Obviamente, trazer resultados ruins e até falsos como no caso de Marinho é péssimo para o usuário do Google. A empresa luta ativamente contra textos abusivos e investe milhões em jornalismo de qualidade. Também tenta constantemente aprimorar os algoritmos, mas é um jogo de polícia e ladrão no qual o prêmio é alto e a punição não existe para quem não tem ética.

A cigana Sulamita no topo do Google

Na terça-feira à noite, uma busca no Google por "Marinho ou Pacheco quem vence" trazia como primeiro resultado nas abas de Busca e também Notícias o texto "Marinho ou Pacheco? Vidente crava quem vencerá as eleições no Senado", do Correio Braziliense.

O tradicional jornal de Brasília sem dúvida é uma referência em notícias. Mas o número de cliques desta matéria foi determinante para esta notícia especificamente estar no topo. Note que um tema tão relevante como a eleição da presidência do Senado teve cobertura de todos os grandes veículos, mas é a cigana que domina a busca.

Aqui um segundo indício de como funciona o algoritmo: a performance nas redes sociais também interfere nos resultados ao trazer mais cliques.

A cigana Sulamita não diz que Marinho vencerá, mas deixa aberta a possibilidade de vitória do bolsonarista.
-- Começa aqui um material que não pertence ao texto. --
PR #3379, opened 2025-03-29
🩹 Fix: Implement RFC 6265 Cookie Value Sanitization

### LINKED ISSUE #3176: 🐛 [Bug]: There is something weird with Fiber and the usage of Http lib for testing.
### Bug Description

You are using the HTTP library (https://docs.gofiber.io/api/app/#test) but some fiber features are not RFC compliant, example with cookies using the `"` character. You can't use HTTP library if you have to send (and the backend have to receive) a golang json structure.
If you want to stock data in cookies (very practical but non RFC compliant).

### How to Reproduce

1. Make an OAuth2 login and callback entries.
2. Add data in the state field (for example make a structure).
3. With a modern navigator, you will see that the cookie works fine.
4. Try to make a test with HTTP. Like in the doc: [https://docs.gofiber.io/api/app/#test](https://docs.gofiber.io/api/app/#test)
5. You will see that it is not possible to handle the test, because HTTP library doesn't support `"`.

### Expected Behavior

The cookie with `"` are supposed to work.

### Fiber Version

v2.52.5

### Code Snippet (optional)

```go
// addServiceToUser simulates adding a service to a user by invoking the OAuth callback endpoint.
func addServiceToUserTesting(app *fiber.App, sessionCookie *http.Cookie) error {
    // Simulate generating and setting the state
    mockState := StateData{
        State:             "test-state",
        RedirectURL:       "",
        StoreSessionInURL: false,
    }

    // Encode the state and redirect URI into JSON.
    value, err := sonic.Marshal(mockState)
    if err != nil {
        return fmt.Errorf("failed to marshall token: %s", err)
    }

    // Encode to base64 (in order to be able to use it in the backend).
    encodedState := base64.StdEncoding.EncodeToString(value)

    fullURL := fmt.Sprintf("/protected/oauth2/noServiceUsedForTesting/callback?code=test-code&state=%s",
        encodedState)

    // Create the HTTP request
    req, err := http.NewRequest("GET", fullURL, nil)
    if err != nil {
        return err
    }

    // Attach the session cookie for authentication
    if sessionCookie != nil {
        req.AddCookie(sessionCookie)
    }

    // OAuth handler checks for the state in a cookie, set it here
    req.AddCookie(&http.Cookie{
        Name:  "oauth_state",
        Value: encodedState,
    })

    // Perform the request
    resp, err := app.Test(req, -1)
    if err != nil {
        return err
    }
    ...
}
```

For this part:
```go
    // OAuth handler checks for the state in a cookie, set it here
    req.AddCookie(&http.Cookie{
        Name:  "oauth_state",
        Value: encodedState,
    })
```

It is mandatory to convert to base 64 in order to handle the `"` in the backend.

### Checklist:

c00kie17:
# Description

Added cookie value sanitization according to RFC 6265 standards. The implementation validates and sanitizes cookie values by removing invalid characters (`""`,`;`, `\`), while intentionally allowing commas to maintain compatibility with Go's net/http package (see https://golang.org/issue/7243). Test cases have been updated accordingly to use RFC-compliant values.

Fixes #3176

## Changes introduced

- Implemented cookie value sanitization that ensures RFC 6265 compliance, removing invalid characters (", ;, \) from cookie values.
- Modified test key string in keyAuth tests to be RFC 6265 compliant.

## Breaking Change Notice

This change enforces RFC 6265 compliance for cookie values. If an existing application currently stores or relies on cookie values containing these characters, they will be silently removed when processed by Fiber. 

## Type of change

## Checklist

### DIFF
--- a/ctx.go
+++ b/ctx.go
@@ -23,6 +23,7 @@ import (
 	"text/template"
 	"time"
 
+	"github.com/gofiber/fiber/v3/log"
 	"github.com/gofiber/utils/v2"
 	"github.com/valyala/bytebufferpool"
 	"github.com/valyala/fasthttp"
@@ -450,7 +451,48 @@ func (c *DefaultCtx) Cookie(cookie *Cookie) {
 // The returned value is only valid within the handler. Do not store any references.
 // Make copies or use the Immutable setting to use the value outside the Handler.
 func (c *DefaultCtx) Cookies(key string, defaultValue ...string) string {
-	return defaultString(c.app.getString(c.fasthttp.Request.Header.Cookie(key)), defaultValue)
+	value := c.app.getString(c.fasthttp.Request.Header.Cookie(key))
+	return defaultString(c.sanitizeCookieValue(value), defaultValue)
+}
+
+// sanitizeCookieValue sanitizes a cookie value according to RFC 6265.
+// It removes invalid characters from the cookie value, similar to how
+// Go's standard library handles cookie values.
+func (c *DefaultCtx) sanitizeCookieValue(v string) string {
+	var result strings.Builder
+	result.Grow(len(v))
+	invalidChars := make(map[byte]struct{})
+
+	for i := 0; i < len(v); i++ {
+		b := v[i]
+		if c.validCookieValueByte(b) {
+			result.WriteByte(b)
+		} else {
+			invalidChars[b] = struct{}{}
+		}
+	}
+
+	if len(invalidChars) > 0 {
+		var chars []string
+		for b := range invalidChars {
+			chars = append(chars, fmt.Sprintf("'%c'", b))
+		}
+		log.Warn("invalid byte(s) %s in Cookie.Value; dropping invalid bytes",
+			strings.Join(chars, ", "))
+		return result.String()
+	}
+
+	return v
+}
+
+// validCookieValueByte reports whether b is a valid byte in a cookie value.
+// Per RFC 6265 section 4.1.1, cookie values must be ASCII
+// and may not contain control characters, whitespace, double quotes,
+// commas, semicolons, or backslashes.
+func (c *DefaultCtx) validCookieValueByte(b byte) bool {
+	return 0x20 <= b && b < 0x7f && b != '"' && b != ';' && b != '\\'
+	// Note: commas are deliberately allowed
+	// See https://golang.org/issue/7243 for the discussion.
 }
 
 // Download transfers the file from path as an attachment.
--- a/middleware/keyauth/keyauth_test.go
+++ b/middleware/keyauth/keyauth_test.go
@@ -12,7 +12,7 @@ import (
 	"github.com/stretchr/testify/require"
 )
 
-const CorrectKey = "specials: !$%,.#\"!?~`<>@$^*(){}[]|/\\123"
+const CorrectKey = "specials: !$%,.#!?~`<>@$^*(){}[]|/123"
 
 var testConfig = fiber.TestConfig{
 	Timeout: 0,
--- a/ctx_test.go
+++ b/ctx_test.go
@@ -1035,6 +1035,18 @@ func Test_Ctx_Cookies(t *testing.T) {
 	c.Request().Header.Set("Cookie", "john=doe")
 	require.Equal(t, "doe", c.Req().Cookies("john"))
 	require.Equal(t, "default", c.Req().Cookies("unknown", "default"))
+
+	c.Request().Header.Set("Cookie", "special=value,with,commas") // commas are allowed
+	require.Equal(t, "value,with,commas", c.Req().Cookies("special"))
+
+	c.Request().Header.Set("Cookie", "quotes=value\"with\"quotes")
+	require.Equal(t, "valuewithquotes", c.Req().Cookies("quotes"))
+
+	c.Request().Header.Set("Cookie", "semicolons=value;with;semicolons")
+	require.Equal(t, "valuewithsemicolons", c.Req().Cookies("semicolons"))
+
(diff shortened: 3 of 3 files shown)


ctx.go
```diff
@@ -450,7 +451,48 @@ func (c *DefaultCtx) Cookie(cookie *Cookie) {
...
+			invalidChars[b] = struct{}{}
+		}
+	}
+
+	if len(invalidChars) > 0 {
+		var chars []string
+		for b := range invalidChars {
+			chars = append(chars, fmt.Sprintf("'%c'", b))
+		}
+		log.Warn("invalid byte(s) %s in Cookie.Value; dropping invalid bytes",
```
gaby, line 480: I feel like this could be abused for DoS by sending big values via cookies

gaby: It might be better to log a generic message with the cookie name, instead of logging the whole cookie value.

gaby:
@c00kie17 csrf middleware may need to be updated?

ctx.go
c00kie17: I can add a size check, 4kb should be good ?

middleware/keyauth/keyauth_test.go
```diff
@@ -12,7 +12,7 @@ import (
 	"github.com/stretchr/testify/require"
 )
 
-const CorrectKey = "specials: !$%,.#!?~`<>@$^*(){}[]|/123"
+const CorrectKey = "specials: !$%,.#\"!?~`<>@$^*(){}[]|/\\123"
```
c00kie17: If you check for these strings then the tests wont pass as the sanitizer removes them

ctx.go
```diff
@@ -450,7 +451,49 @@ func (c *DefaultCtx) Cookie(cookie *Cookie) {
...
+	if len(value) > 0 && !utf8.ValidString(value) {
+		return value
+	}
+	return defaultString(c.sanitizeCookieValue(value), defaultValue)
+}
+
+// sanitizeCookieValue sanitizes a cookie value according to RFC 6265.
+// It removes invalid characters from the cookie value, similar to how
+// Go's standard library handles cookie values.
+func (c *DefaultCtx) sanitizeCookieValue(v string) string {
```
gaby, line 465: @gofiber/maintainers Is the correct approach to "clean" the cookie for the user. Or should we return HTTP 400?

@c00kie17 how does net/http handle this?

c00kie17:
Im not sure how you want to handle the raw binary on headers, the current tests are failing due to that, looks like there is a `redirectionMsg` binary message that is being set on cookies, This will be rejected by the logic from net/http 

We can convert them to base64 before storing so they are RFC 6265 compliant

gaby:
@c00kie17 Where are we with this PR? Thanks!

c00kie17:
sorry for the delay, Ive updated the flash messages to be base64 encoded and decoded so that the cookie parser does not reject the the flash message as byte values

ctx.go
```diff
@@ -450,7 +450,38 @@ func (c *DefaultCtx) Cookie(cookie *Cookie) {
...
+		return ""
+	}
+	return value
+}
+
+// parseCookieValue parses a cookie value according to RFC 6265.
+func parseCookieValue(raw string) (string, bool) {
+	// Strip the quotes, if present.
+	if len(raw) > 1 && raw[0] == '"' && raw[len(raw)-1] == '"' {
+		raw = raw[1 : len(raw)-1]
```
gaby, line 466: The tests are not covering the case of having quotes which is the purpose of the PR.

redirect.go
```diff
@@ -298,7 +299,16 @@ func (r *Redirect) parseAndClearFlashMessages() {
 	// parse flash messages
 	cookieValue := r.c.Cookies(FlashCookieName)
 
-	_, err := r.c.flashMessages.UnmarshalMsg(r.c.app.getBytes(cookieValue))
+	if cookieValue == "" {
```
gaby, line 302: This is also no covered by tests

redirect.go
```diff
@@ -298,7 +299,16 @@ func (r *Redirect) parseAndClearFlashMessages() {
...
+		return
+	}
+
+	decodedValue, err := base64.StdEncoding.DecodeString(cookieValue)
+	if err != nil {
+		return
```
gaby, line 308: Same here

gaby:
> @c00kie17 sorry for the late message why are we putting this in fiber and not in fasthttp? wouldn't that help everyone if it was sanitized in fasthttp ?

I was wondering that too, this should go in `fasthttp`, that way we inherit the fix

efectn:
> @c00kie17 sorry for the late message why are we putting this in fiber and not in fasthttp? wouldn't that help everyone if it was sanitized in fasthttp ?

I agree. This RFC check belongs to http server side, not framework. I think this PR should be opened in fasthttp repository for  convenience

redirect_test.go
```diff
@@ -356,7 +387,13 @@ func Test_Redirect_Route_WithOldInput(t *testing.T) {
 		c.RequestCtx().Request.Header.Set(HeaderCookie, c.GetRespHeader(HeaderSetCookie)) // necessary for testing
 
 		var msgs redirectionMsgs
-		_, err = msgs.UnmarshalMsg([]byte(c.Cookies(FlashCookieName)))
+		cookieValue := c.Cookies(FlashCookieName)
+		require.NotEmpty(t, cookieValue)
+
+		decodedValue, err := base64.StdEncoding.DecodeString(cookieValue)
```
efectn, line 393: I think hex is faster for this stuff  as flash messages are mostly small.

gaby:
These improvements were done and merged in https://github.com/gofiber/fiber/pull/3546 by using `net/http` Cookie validation helper.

Isso pode ter confundido o algoritmo na hora de gerar uma resposta. O Google leva em conta diversas matérias na hora de gerar um resultado, seja para ranqueamento nas buscas ou snippets (respostas resumidas), inclusive pode usar diferentes trechos de diferentes fontes. Mas se o robô levou em conta o que diziam as matérias com os bolsonaristas do "já ganhou", várias delas no topo das buscas, a vitória seria uma certeza.